▸ What is required: Throughout the material below, how many lines include the string "minor"? Reply with only the number.
>>>
PR #19, opened 2020-04-28
Add nucleus operator API

qiujian16:


hack/update-codegen.sh
```diff
@@ -37,3 +37,12 @@ for group in work; do
     --go-header-file ${SCRIPT_ROOT}/hack/boilerplate.txt \
     ${verify}
 done
+
+for group in nucleus; do
```
pmorie: make line 24 in this file say `for group in cluster work nucleus; do` and remove the duplicate blocks

nucleus/v1/types.go
```diff
@@ -0,0 +1,187 @@
...
+	// Status represents the current status of nucleus hub
+	// +optional
+	Status NucleusHubStatus `json:"status,omitempty" protobuf:"bytes,3,opt,name=status"`
+}
+
+// NucleusHubSpec represents a desired deployment configuration of nucleus hub.
+type NucleusHubSpec struct {
+	// Components represents the components to be installed for nucleus hub.
+	// +required
+	Components NucleusHubComponents `json:"components" protobuf:"bytes,1,opt,name=components"`
```
deads2k: We should not imply that there are components.  I don't think this infrastructure should use component style language or people will think that they add components.  I don't think we will add any components.  Instead of components, we need to make the deployment across spokes really hum using a local OLM to manage installed components and provide a solid pattern for other operators to use to provide hub/spoke mechanics if they need them.

nucleus/v1/types.go
```diff
@@ -0,0 +1,187 @@
...
+
+// RegistrationComponent represents the desired configuration of registration controller installed on hub.
+type RegistrationComponent struct {
+	CommonComponentConfig `json:",inline" protobuf:"bytes,1,opt,name=commonComponentConfig"`
+}
+
+// CommonComponentConfig represents the common configuration of the component.
+type CommonComponentConfig struct {
+	// Replicas is the number of desired replicas
+	Replicas int32 `json:"replica,omitempty" protobuf:"varint,1,opt,name=replicas"`
```
deads2k: this looks questionable to me and as a concept will prevent a proper HPA from functioning.

nucleus/v1/types.go
```diff
@@ -0,0 +1,187 @@
...
+	// Image is the image name of the component. If not set, default imagee is used.
+	// +optional
+	Image string `json:"image,omitempty" protobuf:"bytes,2,opt,name=image"`
+
+	// ImagePullPolicy is the policy to pull image.
+	// +optional
+	ImagePullPolicy corev1.PullPolicy `json:"pullPolicy,omitempty" protobuf:"bytes,3,opt,name=imagePullPolicy"`
```
deads2k: we haven't found a need to provide this capability in openshift.  Just use IfNotPresent.

nucleus/v1/types.go
```diff
@@ -0,0 +1,187 @@
...
+
+	// ResourceRequirements represents the resource requirement of the component.
+	// +optional
+	ResourceRequirements corev1.ResourceRequirements `json:"resourceRequirements,omitempty" protobuf:"bytes,4,opt,name=resourceRequirements"`
```
deads2k: We haven't yet found a need in openshift even with all our operators.  If this comes up, we can add it, but I made the mistake of trying to add this early and regretted it.

nucleus/v1/types.go
```diff
@@ -0,0 +1,187 @@
...
+
+// NucleusAgentSpec represents the desired deployment configuratioin of nucleus agent.
+type NucleusAgentSpec struct {
+	// Components represents the agent components to be installed ono spoke cluster.
+	// +optional
+	Components NucleusAgentComponents `json:"components,omitempty" protobuf:"bytes,1,opt,name=components"`
+}
+
+// NucleusAgentComponents represents the desireed configuration of nucleus agent.
+type NucleusAgentComponents struct {
```
deads2k: same comment about not having components.

nucleus/v1/types.go
```diff
@@ -0,0 +1,187 @@
...
+
+// RegistrationAgentComponent reprensents the desired configuration of registration
+// agent on spoke cluster.
+type RegistrationAgentComponent struct {
+	CommonComponentConfig `json:",inline" protobuf:"bytes,3,opt,name=commonComponentConfig"`
+
+	// BootstrapKubeconfigSecret is the kubeconfig of hub to bootstrap the process that
+	// agent joins hub.
+	// +required
+	BootstrapKubeconfigSecret string `json:"bootsrapKubeconfigSecret" protobuf:"bytes,1,opt,name=bootstrapKubeconfigSecret"`
```
deads2k: place this directly in spec

nucleus/v1/types.go
```diff
@@ -0,0 +1,187 @@
...
+
+	// ClusterName is the name of the spoke cluster to be created on hub.
+	// The spoke agent generates a random name if it is not set.
```
deads2k: or discovers the appropriate cluster name on openshift.

nucleus/v1/types.go
```diff
@@ -0,0 +1,187 @@
...
+
+	// Spec represents the desired deployment configuratioin of nucleus agent.
+	Spec NucleusAgentSpec `json:"spec,omitempty" protobuf:"bytes,1,opt,name=spec"`
+
+	// Status represents the current status of nucleus agent.
+	Status NucleusAgentStatus `json:"status,omitempty" protobuf:"bytes,2,opt,name=status"`
+}
+
+// NucleusAgentSpec represents the desired deployment configuratioin of nucleus agent.
+type NucleusAgentSpec struct {
```
deads2k: to allow connections to multiple hubs, you must have a namespace.  Choose some name restrictions it (prefix) and a default value, but I suspect an optional namespace will be important.

qiujian16: I think that means the the api (also nucleushub api) should be cluster scoped. And nucleushub api should be singleton?

nucleus/v1/types.go
qiujian16: i am not sure we need hpa here, but I agree with you that by default we should have 3 replicas with leader elect.

nucleus/v1/types.go
pmorie: +1 on avoiding characterization as components. The API here should be _just_ what is necessary to deploy the most essential pieces of the system, which currently would be `registration` and `work`.

I think you can just inline `Registration` and add `Work` as a sibling.

nucleus/v1/types.go
pmorie: I think we can remove this for now and explore exact needs for this concern in the future, let's just use leader election with 3 replicas to start

nucleus/v1/types.go
pmorie: I don't expect that this will need to ripple out to the control plane.

nucleus/v1/types.go
```diff
@@ -0,0 +1,187 @@
...
+	corev1 "k8s.io/api/core/v1"
+	metav1 "k8s.io/apimachinery/pkg/apis/meta/v1"
+)
+
+// +genclient
+// +k8s:deepcopy-gen:interfaces=k8s.io/apimachinery/pkg/runtime.Object
+// +kubebuilder:subresource:status
+
+// NucleusHub represents a deployment of nucleus hub component.
+type NucleusHub struct {
```
pmorie: Let's finalize the name before we merge this PR. 'nucleus' is a term I found convenient to illustrate the concept but not a name I would want in production.

Some ideas:

- ControlPlane
- Hub
- HubCore
- ControlPlaneCore

When we think about the name, think about something that would be good to layer product onto in a different resource(s), rather than a place where we will grow a lot of knobs for product. The intent should be that this resource will stay small and deal only with the most essential parts of the system, and contain no product decisions.

nucleus/v1/types.go
pmorie: I think that means that we should:

- pick a default namespace
- restrict names to be the default or an optional suffix on the default
- allow specification of the namespace in the API

I'm not sure my @deads2k model could predict whether this would yield a namespaced resource or not. I would _guess_ cluster scoped.

nucleus/v1/types.go
```diff
@@ -0,0 +1,187 @@
...
+	Registration RegistrationAgentComponent `json:"registration" protobuf:"bytes,1,opt,name=registration"`
+
+	// Work represents the desired configuration of work agent.
+	// +optional
+	Work WorkComponent `json:"work,omitempty" protobuf:"bytes,2,opt,name=work"`
+}
+
+// RegistrationAgentComponent reprensents the desired configuration of registration
+// agent on spoke cluster.
+type RegistrationAgentComponent struct {
```
pmorie: I would call this `RegistrationAgentSpec` and inline the common fields

pmorie (commented):
A couple feedbacks, let's decide on a descriptive, not overly cute name instead of 'nucleus'

nucleus/v1/types.go
```diff
@@ -0,0 +1,178 @@
...
+	Status HubCoreStatus `json:"status,omitempty" protobuf:"bytes,3,opt,name=status"`
+}
+
+// HubCoreSpec represents a desired deployment configuration of nucleus hub.
+type HubCoreSpec struct {
+	// Namespace is the namespace to deploy the agent.
+	// The namespace must have a prefix of "open-cluster-management-", and if it is not set,
+	// the namespace of "open-cluster-management" is used to deploy agent.
+	// +optional
+	Namespace string `json:"namespace,omitempty" protobuf:"bytes,1,opt,name=namespace"`
```
deads2k: a hub cluster can only be a single hub because the namespaces collide.  I don't think this one needs a namespace, we'll simply choose one for it.  Sorry if I put my previous comment in teh wrong spot.

nucleus/v1/types.go
```diff
@@ -0,0 +1,178 @@
...
+
+	// Registration represents the desired configuration of registration controller installed on hub.
+	// +required
+	Registration RegistrationHubSpec `json:"registration" protobuf:"bytes,2,opt,name=registration"`
```
deads2k: Let's just put `registrationImagePullSpec` right here.

nucleus/v1/types.go
```diff
@@ -0,0 +1,178 @@
...
+}
+
+// HubCoreStatus represents the current status of nucleus hub.
+type HubCoreStatus struct {
+	// Conditions contain the different condition statuses for this work.
```
deads2k: rephrase into Available, Degraded, Progressing please.

nucleus/v1/types.go
```diff
@@ -0,0 +1,178 @@
...
+}
+
+// +genclient
+// +genclient:nonNamespaced
+// +k8s:deepcopy-gen:interfaces=k8s.io/apimachinery/pkg/runtime.Object
+// +kubebuilder:subresource:status
+// +kubebuilder:resource:scope=Cluster
+
+// AgentCore represents a deployment of nucleus agent core on spoke cluster.
+type AgentCore struct {
```
deads2k: To be consistent, this would be a SpokeCore, right?

nucleus/v1/types.go
```diff
@@ -0,0 +1,178 @@
...
+	// Spec represents the desired deployment configuratioin of nucleus agent.
+	Spec AgentCoreSpec `json:"spec,omitempty" protobuf:"bytes,2,opt,name=spec"`
+
+	// Status represents the current status of nucleus agent.
+	Status AgentCoreStatus `json:"status,omitempty" protobuf:"bytes,3,opt,name=status"`
+}
+
+// AgentCoreSpec represents the desired deployment configuratioin of nucleus agent.
+type AgentCoreSpec struct {
+	// Namespace is the namespace to deploy the agent.
```
deads2k, line 82: yeah, this is what I meant, thanks.

nucleus/v1/types.go
```diff
@@ -0,0 +1,178 @@
...
+	// The namespace must have a prefix of "open-cluster-management-", and if it is not set,
+	// the namespace of "open-cluster-management" is used to deploy agent.
+	// +optional
+	Namespace string `json:"namespace,omitempty" protobuf:"bytes,1,opt,name=namespace"`
+
+	// Registration represents the desired configuration of registration agent.
+	// +required
+	Registration RegistrationAgentSpec `json:"registration" protobuf:"bytes,2,opt,name=registration"`
```
deads2k: `registrationImagePullSpec` and `workImagePullSpec` please

nucleus/v1/types.go
```diff
@@ -0,0 +1,178 @@
...
+
+	// Work represents the desired configuration of work agent.
+	// +optional
+	Work WorkAgentSpeec `json:"work,omitempty" protobuf:"bytes,3,opt,name=work"`
+
+	// BootstrapKubeconfigSecret is the kubeconfig of hub to bootstrap the process that
+	// agent joins hub.
+	// +required
+	BootstrapKubeconfigSecret string `json:"bootsrapKubeconfigSecret" protobuf:"bytes,4,opt,name=bootstrapKubeconfigSecret"`
```
deads2k: I don't think we need to configure this.  I think we can simply require it to be in a fixed location for our operator.  Say `bootstrap-hub-kubeconfig`

nucleus/v1/types.go
```diff
@@ -0,0 +1,178 @@
...
+// RegistrationAgentSpec reprensents the desired configuration of registration
+// agent on spoke cluster.
+type RegistrationAgentSpec struct {
+	CommonComponentConfig `json:",inline" protobuf:"bytes,1,opt,name=commonComponentConfig"`
+}
+
+// AgentCoreStatus represents the current status of nucleus agent.
+type AgentCoreStatus struct {
+	// Conditions contain the different condition statuses for this work.
+	// Valid condition types are:
```
deads2k, line 105: Available, Progressing, Degraded

deads2k:
looking pretty close to me.

cluster/install.go
```diff
@@ -1,26 +0,0 @@
...
-	"k8s.io/apimachinery/pkg/runtime/schema"
-
-	clusterv1 "github.com/open-cluster-management/api/cluster/v1"
-)
-
-const (
-	GroupName = "cluster.open-cluster-management.io"
-)
-
-var (
```
pmorie, line 14: Was this meant to be deleted?

nucleus/v1/register.go
```diff
@@ -0,0 +1,39 @@
+package v1
+
+import (
+	metav1 "k8s.io/apimachinery/pkg/apis/meta/v1"
+	"k8s.io/apimachinery/pkg/runtime"
+	"k8s.io/apimachinery/pkg/runtime/schema"
+)
+
+var (
+	GroupName     = "nucleus.open-cluster-management.io"
```
pmorie, line 10: Should we change the name of this API group?

nucleus/v1/types.go
```diff
@@ -0,0 +1,166 @@
...
+	// Status represents the current status of nucleus hub
+	// +optional
+	Status HubCoreStatus `json:"status,omitempty" protobuf:"bytes,3,opt,name=status"`
+}
+
+// HubCoreSpec represents a desired deployment configuration of nucleus hub.
+type HubCoreSpec struct {
+	// Registration represents the desired configuration of registration controller installed on hub.
+	// +required
+	Registration RegistrationImagePullSec `json:"registration" protobuf:"bytes,1,opt,name=registration"`
```
pmorie: s/Sec/Spec

nucleus/v1/types.go
```diff
@@ -0,0 +1,166 @@
...
+	// +optional
+	metav1.ListMeta `json:"metadata,omitempty" protobuf:"bytes,1,opt,name=metadata"`
+
+	// Items is a list of nucleus hub.
+	Items []HubCore `json:"items" protobuf:"bytes,2,rep,name=items"`
+}
+
+// RegistrationImagePullSec represents the desired image configuration of registration to be installed.
+type RegistrationImagePullSec struct {
+	CommonComponentConfig `json:",inline" protobuf:"bytes,1,opt,name=commonComponentConfig"`
```
pmorie: Inline the `image` field into `RegistrationImagePullSpec`

nucleus/v1/types.go
```diff
@@ -0,0 +1,166 @@
...
+
+// CommonComponentConfig represents the common configuration of the component.
+type CommonComponentConfig struct {
+	// Image is the image name of the component. If not set, default imagee is used.
+	// +optional
+	Image string `json:"image,omitempty" protobuf:"bytes,1,opt,name=image"`
+}
+
+// WorkAgentImagePullSec represents the desired configuration of work agent.
+type WorkAgentImagePullSec struct {
```
pmorie: Inline the image field

pmorie (commented):
Looking good, left a couple minor comments.

nucleus/v1/types.go
```diff
@@ -0,0 +1,166 @@
...
+	// Spec represents a desired deployment configuration of nucleus hub
+	Spec HubCoreSpec `json:"spec" protobuf:"bytes,2,opt,name=spec"`
+
+	// Status represents the current status of nucleus hub
+	// +optional
+	Status HubCoreStatus `json:"status,omitempty" protobuf:"bytes,3,opt,name=status"`
+}
+
+// HubCoreSpec represents a desired deployment configuration of nucleus hub.
+type HubCoreSpec struct {
```
deads2k, line 28:
```go
type HubCoreSpec struct {
    RegistrationImagePullSpec string
}
```

nucleus/v1/types.go
```diff
@@ -0,0 +1,166 @@
...
+
+	// Spec represents the desired deployment configuratioin of nucleus agent.
+	Spec SpokeCoreSpec `json:"spec,omitempty" protobuf:"bytes,2,opt,name=spec"`
+
+	// Status represents the current status of nucleus agent.
+	Status SpokeCoreStatus `json:"status,omitempty" protobuf:"bytes,3,opt,name=status"`
+}
+
+// SpokeCoreSpec represents the desired deployment configuratioin of nucleus spoke agent.
+type SpokeCoreSpec struct {
```
deads2k, line 81:
```go
type SpokeCoreSpec struct {
    ClusterName string
    Namespace string
    RegistrationImagePullSpec string
    WorkImagePullSpec string
}
```

cluster/install.go
qiujian16: yes, I think it is not necessary? The Install is cluster/v1/register.go. I do not think we need another func here.

nucleus/v1/types.go
```diff
@@ -0,0 +1,149 @@
...
+)
+
+// +genclient
+// +genclient:nonNamespaced
+// +k8s:deepcopy-gen:interfaces=k8s.io/apimachinery/pkg/runtime.Object
+// +kubebuilder:subresource:status
+// +kubebuilder:resource:scope=Cluster
+
+// HubCore represents a deployment of nucleus hub core component.
+// HubCore will only deployed in open-cluster-managemeent namespace.
```
deads2k: nit: management

nucleus/v1/types.go
```diff
@@ -0,0 +1,149 @@
...
+	// the namespace of "open-cluster-management" is used to deploy agent.
+	// +optional
+	Namespace string `json:"namespace,omitempty" protobuf:"bytes,1,opt,name=namespace"`
+
+	// RegistrationImagePullSpec represents the desired image configuration of registration agent.
+	// +required
+	RegistrationImagePullSpec string `json:"registrationImagePullSpec" protobuf:"bytes,2,opt,name=registrationImagePullSpec"`
+
+	// WorkImagePullSpec represents the desired image configuration of work agent.
+	// +optional
```
deads2k: minor: required

deads2k:
I have followups I want quickly, but I'm willing to merge this to unblock progress.

/lgtm
/hold

holding for pmorie to have a say.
<<<
▸ Completed exercise: 2